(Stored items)
============

PR #13, opened 2017-01-09
Implement the default checks for normal events.

NegativeMjark:


eventauth/eventauth.go
```diff
@@ -109,12 +108,6 @@ func StateNeededForAuth(events []Event) (result StateNeeded) {
 	return
 }
 
-// memberContent is the JSON content of a m.room.member event.
-type memberContent struct {
-	Membership       string          `json:"membership"`
-	ThirdPartyInvite json.RawMessage `json:"third_party_invite"`
-}
```
NegativeMjark: Moved to eventcontent.go

eventauth/eventauth.go
```diff
@@ -220,21 +213,6 @@ func createEventAllowed(event Event) error {
...
-	// Split on the first ":" character since the domain can contain ":"
-	// characters.
-	parts := strings.SplitN(id, ":", 2)
-	if len(parts) != 2 {
-		// The ID must have a ":" character.
-		return "", errorf("invalid ID: %q", id)
-	}
-	// Return everything after the first ":" character.
-	return parts[1], nil
-}
```
NegativeMjark: Moved to eventcontent.go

============

Problem to solve » Once you have read the records above, write them all out exactly.

Answer space »
PR #13, opened 2017-01-09
Implement the default checks for normal events.

NegativeMjark:


eventauth/eventauth.go
```diff
@@ -109,12 +108,6 @@ func StateNeededForAuth(events []Event) (result StateNeeded) {
 	return
 }
 
-// memberContent is the JSON content of a m.room.member event.
-type memberContent struct {
-	Membership       string          `json:"membership"`
-	ThirdPartyInvite json.RawMessage `json:"third_party_invite"`
-}
```
NegativeMjark: Moved to eventcontent.go

eventauth/eventauth.go
```diff
@@ -220,21 +213,6 @@ func createEventAllowed(event Event) error {
...
-	// Split on the first ":" character since the domain can contain ":"
-	// characters.
-	parts := strings.SplitN(id, ":", 2)
-	if len(parts) != 2 {
-		// The ID must have a ":" character.
-		return "", errorf("invalid ID: %q", id)
-	}
-	// Return everything after the first ":" character.
-	return parts[1], nil
-}
```
NegativeMjark: Moved to eventcontent.go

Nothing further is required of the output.